The same principle applies whether you’re writing code comments, marketing copy, or the next great American novel. Your reader’s time is finite. Their attention is contested. Respect both.

This doesn’t mean dumbing down your ideas. It means translating complexity into clarity. Einstein allegedly said if you can’t explain it simply, you don’t understand it well enough. Whether or not he actually said it, the principle holds.
The Tools Don’t Write the Code
Writers love to obsess over tools. Scrivener vs. Notion vs. Google Docs. Markdown vs. rich text. Dark mode vs. light mode. Meanwhile, the best article they’ll write this year is probably sitting unwritten in their head.
I’ve written on everything from yellow legal pads to enterprise collaboration platforms. Here’s the secret: the tool that gets words on the page is the right tool.

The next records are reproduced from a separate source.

PR #6692, opened 2022-12-09
all: update golang.zx2c4.com/wireguard to github.com/tailscale/wiregu…

jwhited:
…ard-go

This is temporary while we work to upstream performance work in https://github.com/WireGuard/wireguard-go/pull/64. A replace directive is less ideal as it breaks dependent code without duplication of the directive.


raggi (approved):
You'll need to run `go generate`, but otherwise LGTM

PR #6957, opened 2023-01-13
cmd/tailscale/cli: make web show/link Synology outgoing connection mode/docs

### LINKED ISSUE #4015: Synology: make the web UI show which tun mode it's in
We should make the Synology web UI show whether it's using netstack or kernel mode for tun and have a link to the KB on how to upgrade it to kernel mode.

/cc @maisem @crawshaw

bradfitz:
Fixes #4015


bradfitz:
Not the prettiest, but something:

Screenshot 2023-01-13 at 1 27 59 PM

Somebody on @tailscale/frontend want to suggest a better style?

Issue #2163, opened 2021-06-17
GRE L2/L3 tunneling protocol support


tinoue:
I made PR to support GRE tunneling protocol over tailscale. This supports L2/L3 tunneling over IPv4 (GRE over IPv6 is not functional because tailscale MTU is 1280 which is minimum value for IPv6).

https://github.com/tailscale/tailscale/pull/2162

bradfitz:
Thanks! We're about to cut a 1.10 release, so we can merge this after 1.10 is out for the 1.12 release. (But there will be unstable builds out earlier)

DentonGentry:
The 1.10 release branch was created yesterday, this feature can go into the tree (after PR review) for the 1.12 release.

DentonGentry:
Fixed in 1.20 by https://github.com/tailscale/tailscale/commit/69de3bf7bfddb37b4c0e076c93115f82a51ec407

PR #6965, opened 2023-01-14
net/{packet,tstun},wgengine/filter: fix unknown IP protocol handling

### LINKED ISSUE #6423: FR: Unable to run EOIP (Protocol 97) between two nodes

Building an EOIP tunnel between two nodes on two subnet routers, with snat disabled.

TCP and UDP pass in both directions, however, protocol 97, EoIP does not traverse the tailscale tunnel as expected.

### How should we solve this?

Native wireguard allows EoIP. Tailscale should as well.

bradfitz:
01b90df2fa4f9101e4f0ae8334b00dd9c3ccc148 added SCTP support before (with explicit parsing for ports) and
69de3bf7bfddb37b4c0e076c93115f82a51ec407 tried to add support for arbitrary IP protocols (as long as the ACL permited a port of "*", since we might not know how to find ports from an arbitrary IP protocol, if it even has such a concept). But apparently that latter commit wasn't tested end-to-end enough. It had a lot of tests, but the tests made assumptions about layering that either weren't true, or regressed since 1.20. Notably, it didn't remove the (*Filter).pre bidirectional filter that dropped all "unknown" protocol packets both leaving and entering, even if there were explicit protocol matches allowing them in.

Also, don't map all unknown protocols to 0. Keep their IP protocol number parsed so it's matchable by later layers. Only reject illegal things.

Fixes #6423
Updates #2162
Updates #2163

### DIFF
--- a/net/packet/packet_test.go
+++ b/net/packet/packet_test.go
@@ -6,12 +6,16 @@ package packet
 
 import (
 	"bytes"
+	"encoding/hex"
 	"net/netip"
 	"reflect"
+	"strings"
 	"testing"
+	"unicode"
 
 	"tailscale.com/tstest"
 	"tailscale.com/types/ipproto"
+	"tailscale.com/util/must"
 )
 
 const (
@@ -440,6 +444,17 @@ func TestParsedString(t *testing.T) {
 	}
 }
 
+// mustHexDecode is like hex.DecodeString, but panics on error
+// and ignores whitespcae in s.
+func mustHexDecode(s string) []byte {
+	return must.Get(hex.DecodeString(strings.Map(func(r rune) rune {
+		if unicode.IsSpace(r) {
+			return -1
+		}
+		return r
+	}, s)))
+}
+
 func TestDecode(t *testing.T) {
 	tests := []struct {
 		name string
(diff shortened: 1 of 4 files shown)


net/tstun/wrap_test.go
```diff
@@ -310,8 +312,9 @@ func TestFilter(t *testing.T) {
 		drop bool
 		data []byte
 	}{
-		{"junk_in", in, true, []byte("\x45not a valid IPv4 packet")},
-		{"junk_out", out, true, []byte("\x45not a valid IPv4 packet")},
+		{"short_in", in, true, []byte("\x45xxx")},
+		{"short_out", out, true, []byte("\x45xxx")},
+		{"ip97_out", out, false, must.Get(hex.DecodeString(strings.ReplaceAll("4500 0019 d186 4000 4061 751d 644a 4603 6449 e549 6865 6c6c 6f", " ", "")))},
```
DentonGentry, line 317: I note that packet_test.go defined a noWS() function to do this for all unicode whitespace runes, though I don't see why it was needed there.

DentonGentry (approved):

net/tstun/wrap_test.go
bradfitz: made them both consistent with a new mustDecodeHex func. maybe I'll move that to some packet test helper package later.

DentonGentry (approved):

net/packet/packet_test.go
```diff
@@ -440,6 +444,17 @@ func TestParsedString(t *testing.T) {
 	}
 }
 
+// mustHexDecode is like hex.DecodeString, but panics on error
+// and ignores whitespcae in s.
```
andrew-d, line 448:
```suggestion
// and ignores whitespace in s.
```

net/tstun/wrap_test.go
```diff
@@ -293,6 +296,17 @@ func TestWriteAndInject(t *testing.T) {
 	}
 }
 
+// mustHexDecode is like hex.DecodeString, but panics on error
+// and ignores whitespcae in s.
```
andrew-d, line 300:
```suggestion
// and ignores whitespace in s.
```

net/packet/packet_test.go
bradfitz: https://github.com/tailscale/tailscale/pull/6968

Everything else is sophisticated procrastination.
Same with grammar rules and style guides. Yes, learn them. They’re the syntax of clear communication. But don’t let perfect grammar become the enemy of effective communication. I’d rather read a grammatically imperfect piece that changes how I think than a technically perfect essay that says nothing new.
The Feedback Filter
Not all feedback is created equal. Your mother thinks everything you write is brilliant. Your writing group has opinions about everything. Neither perspective will make you a better writer by itself.

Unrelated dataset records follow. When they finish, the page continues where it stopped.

PR #6971, opened 2023-01-15
cmd/tailscale, logtail: add 'tailscale debug daemon-logs' logtail mechanism

### LINKED ISSUE #6836: cmd/tailscale{,d}: add daemon log tail mechanism
Getting at the tailscaled logs varies by platform and is particularly annoying on some.

Let's add a portable log viewing mechanism:

* add LocalAPI method to tap/stream logs, hooking into logtail
* add CLI `tailscale debug daemon-logs` or something (akin to `debug daemon-goroutines`) to use that LocalAPI method and stream
* by default only follow and don't keep any history
* optional, later: add in a small window of history server-side for client to optionally request (e.g. 1MB). so then you can restart tailscaled and get the early stuff from the CLI.

bradfitz:
Fixes #6836

### DIFF
--- a/ipn/localapi/localapi.go
+++ b/ipn/localapi/localapi.go
@@ -34,6 +34,7 @@ import (
 	"tailscale.com/ipn"
 	"tailscale.com/ipn/ipnlocal"
 	"tailscale.com/ipn/ipnstate"
+	"tailscale.com/logtail"
 	"tailscale.com/net/netutil"
 	"tailscale.com/safesocket"
 	"tailscale.com/tailcfg"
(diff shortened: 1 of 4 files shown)


ipn/localapi/localapi.go
```diff
@@ -421,6 +423,45 @@ func (h *Handler) serveGoroutines(w http.ResponseWriter, r *http.Request) {
...
 
+// serveLogTap taps into the tailscaled/logtail server output and streams
+// it to the client.
+func (h *Handler) serveLogTap(w http.ResponseWriter, r *http.Request) {
+	ctx := r.Context()
+
+	// Require write access (~root) as the logs could contain something
+	// sensitive.
+	if !h.PermitWrite {
+		http.Error(w, "goroutine dump access denied", http.StatusForbidden)
```
DentonGentry, line 434: :s/goroutine dump/logtap/

DentonGentry (approved):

The feedback that matters comes from people who’ve solved similar problems. If you’re writing technical documentation, get feedback from users who actually follow the instructions. If you’re writing fiction, find readers in your genre who buy books with their own money.

Here’s the filter I use: Does this feedback help me communicate more effectively with my intended audience, or does it make me sound more like the person giving the feedback? The first is useful. The second is cosplay.

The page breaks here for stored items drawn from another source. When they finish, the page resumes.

Issue #6995, opened 2023-01-18
cmd/tailscale: add "update" command


bradfitz:
We'd like to have a portable CLI command to do upgrades, downgrades, track switches, etc across a bunch of platforms. At least Windows, common Linux distros (Debian, Ubuntu) on the host (not containers), Synology, tailscaled-on-macOS, maybe the macOS GUI builds too (after figuring out some Sparkle stuff).

Earlier commit starting to add some of this was d9144c73a8ed520c8b59b604323acca7d879a568.

bradfitz:
Related, but distinct: #755 (windows auto-update). This bug isn't about auto-updating necessarily, except in that people could set this to run as a scheduled task. But there will be real Windows auto-update support later. This bug's about the CLI.

Foxboron:
Code like this should not exist on rolling release distros like Arch. Running `tailscale update` on Arch *is* going to break peoples systems sooner or later.

I need a way to disable this in the Arch package.

Foxboron:
Void Linux has patched it out; https://github.com/void-linux/void-packages/commit/60610c8b1081d300e1358a0626a94d13931021dc

classabbyamp:
This should only be enabled in versions of tailscale that come from and are built by tailscale directly, IMO. When tailscale (or any package) comes from a central source like a linux distro's package manager, that should be the only method of doing updates, and users know this. There is no need to add a "special" method of updating tailscale, even if it's just invoking `apt` or `apk` or `pacman` behind the scenes.

I suggest putting this behind a [build tag](https://pkg.go.dev/go/build#hdr-Build_Constraints), like `go build -tags selfupdate ...`, so that it is disabled by default.

awly:
@Foxboron removed Arch support from `tailscale update` in https://github.com/tailscale/tailscale/pull/9081
The command is still there, but it always returns an error on Arch now.

Foxboron:
@awly thanks!

PR #6996, opened 2023-01-18
cmd/tailscale/cli: make "update" work on Windows

bradfitz:
cmd/tailscale/cli: make "update" work on Windows

Updates #6995

```
Co-authored-by: Aaron Klotz 
```


cmd/tailscale/cli/update.go
```diff
@@ -43,7 +55,22 @@ var updateArgs struct {
 	version string // explicit version; empty means auto
 }
 
+// winMSIEnv is the environment variable that, if set, contains makes the update
```
DentonGentry, line 58: "contains makes the update command"
I think "contains" was intended to be removed from the sentence.

cmd/tailscale/cli/update.go
```diff
@@ -200,6 +271,169 @@ func (up *updater) updateWindows() error {
...
+
+	log.Printf("copying tailscaled.exe to copy...")
+	selfCopy, err := makeSelfCopy()
+	if err != nil {
+		return err
+	}
+	defer os.Remove(selfCopy)
+	log.Printf("running copy of self...")
+
+	cmd := exec.Command(selfCopy, "update")
```
DentonGentry, line 295: msiexec handles signature checking? I suppose it would.

cmd/tailscale/cli/update.go
```diff
@@ -200,6 +271,169 @@ func (up *updater) updateWindows() error {
...
+	selfExe, err := os.Executable()
+	if err != nil {
+		return "", err
+	}
+	f, err := os.Open(selfExe)
+	if err != nil {
+		return "", err
+	}
+	defer f.Close()
+	f2, err := os.CreateTemp("", "tailscale-updater-*.exe")
```
DentonGentry, line 329: This seems like this might trigger Windows Defender, writing out an executable and running it.

cmd/tailscale/cli/update.go
```diff
@@ -200,6 +271,169 @@ func (up *updater) updateWindows() error {
...
+	}
+	if err := of.Close(); err != nil {
+		return err
+	}
+	pw.print()
+
+	if !bytes.Equal(hash.Sum(nil), wantHash) {
+		return fmt.Errorf("SHA-256 of downloaded MSI didn't match expected value")
+	}
+	log.Printf("hash matched")
```
DentonGentry, line 417: In https://github.com/tailscale/tailscale/pull/6370 we added a way to set the Zone.Identifier of a downloaded file. Should we do that here?

cmd/tailscale/cli/update.go
bradfitz: Presumably!

The wireguard-windows MSI updater additionally does:

```go
func verifyAuthenticode(path string) bool {
	path16, err := windows.UTF16PtrFromString(path)
	if err != nil {
		return false
	}
	data := &windows.WinTrustData{
		Size:             uint32(unsafe.Sizeof(windows.WinTrustData{})),
		UIChoice:         windows.WTD_UI_NONE,
		RevocationChecks: windows.WTD_REVOKE_WHOLECHAIN, // Full revocation checking, as this is called with network connectivity.
		UnionChoice:      windows.WTD_CHOICE_FILE,
		StateAction:      windows.WTD_STATEACTION_VERIFY,
		FileOrCatalogOrBlobOrSgnrOrCert: unsafe.Pointer(&windows.WinTrustFileInfo{
			Size:     uint32(unsafe.Sizeof(windows.WinTrustFileInfo{})),
			FilePath: path16,
		}),
	}
	verified := windows.WinVerifyTrustEx(windows.InvalidHWND, &windows.WINTRUST_ACTION_GENERIC_VERIFY_V2, data) == nil
	data.StateAction = windows.WTD_STATEACTION_CLOSE
	windows.WinVerifyTrustEx(windows.InvalidHWND, &windows.WINTRUST_ACTION_GENERIC_VERIFY_V2, data)
	return verified
}
```

I suppose that can't hurt to do early, but I think it's still going to do it itself.

@dblohm7?

cmd/tailscale/cli/update.go
bradfitz: Why? We don't want a warning dialog popping up. And if msiexec won't have a warning dialog pop up anyway, then ... why? For people double-clicking it by hand in the MSICache dir?

cmd/tailscale/cli/update.go
bradfitz: Dunno?

It didn't for me. I don't think I have any of the relevant things turned off. Doesn't look like it.

@dblohm7?

cmd/tailscale/cli/update.go
bradfitz: reworded

cmd/tailscale/cli/update.go
bradfitz: @andrew-d and I chatted about this and we think we should copy that wireguard-windows code.

cmd/tailscale/cli/update.go
dblohm7: Windows Defender is kind of a black box wrt this, hard to say. This is a very common thing for updaters to do, though.

cmd/tailscale/cli/update.go
dblohm7: I think we should only do that for arbitrary executables. At this point we know it's ours.

cmd/tailscale/cli/update.go
andrew-d: (for the record: I'm fairly certain that `msiexec` doesn't do full revocation checking, so to be safe and prevent someone from being able to force a downgrade to an older/vulnerable and revoked version, we run `WinVerifyTrustEx` with the `WTD_REVOKE_WHOLECHAIN` flag, as above, to protect against that)

DentonGentry (commented):
This LGTM to me. This is an area where the rest of y'all know way more than I do, I'll leave it to you.

bradfitz:
Okay, waiting on @dblohm7 to do another pass over it. I'll resume work on Debian support.

cmd/tailscale/cli/update.go
```diff
@@ -24,7 +37,7 @@ import (
 var updateCmd = &ffcli.Command{
 	Name:       "update",
 	ShortUsage: "update",
-	ShortHelp:  "Update Tailscale to the latest/different version",
+	ShortHelp:  "[ALPHA] Update Tailscale to the latest/different version",
```
mayakacz, line 40: Have we used "Alpha" or other warnings in other parts of the CLI? Not afaik?
If not, then not sure we should include, unless we're going to add throughout the CLI.

mayakacz (approved):

cmd/tailscale/cli/update.go
```diff
@@ -200,6 +277,211 @@ func (up *updater) updateWindows() error {
...
+		if err == nil {
+			break
+		}
+		uninstallVersion := version.Short
+		if v := os.Getenv("TS_DEBUG_UNINSTALL_VERSION"); v != "" {
+			uninstallVersion = v
+		}
+		// Assume it's a downgrade, which msiexec won't permit. Uninstall our current version first.
+		log.Printf("Uninstalling current version %q for downgrade...", uninstallVersion)
+		cmd = exec.Command("msiexec.exe", "/x", msiUUIDForVersion(uninstallVersion), "/promptrestart", "/qn")
```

Also, beware the feedback that comes with no skin in the game. Anyone can criticize. Not everyone can build something better. Weight advice accordingly.
The Real Curriculum
Want to become a better writer? Here’s the curriculum nobody’s selling:
Read outside your genre. Technical writers should read fiction. Fiction writers should read user manuals. Bloggers should read research papers. The best insights come from pattern recognition across domains.
Write for people who don’t have to read you. Newsletter subscribers can unsubscribe. Blog readers can click away. Social media followers can scroll past. This constraint forces clarity and value.
Edit ruthlessly, publish regularly. Every published piece teaches you something no workshop can. Every edit makes you more honest about what’s actually on the page versus what you intended to say.
Solve real problems. Write the instruction manual that doesn’t exist. Answer the question people keep asking. Fill the gap you wished someone else would fill. Purpose beats poetry every time.
“I write to find out what I think.” – Joan Didion
Same Rules for Everyone
Here’s what I learned debugging systems at 2 AM: code either works or it doesn’t. The server doesn’t care about your credentials, your process, or your intentions. It cares about results.
Writing works the same way. Did you communicate effectively? Did you respect your reader’s time? Did you say something worth saying? These are the only metrics that matter in the long run.
The writing industry wants you to believe there’s some secret knowledge, some special qualification, some proper channel you need to go through. There isn’t. There’s just the work: putting useful words in the right order, one sentence at a time.
So here’s my question for you: What are you not writing because you’re waiting for permission? What idea is sitting in your head because you don’t feel qualified yet? What would happen if you started treating writing like the practical skill it is instead of the mystical art everyone pretends it needs to be?
The signal was always there. You just have to stop listening to the noise long enough to hear it.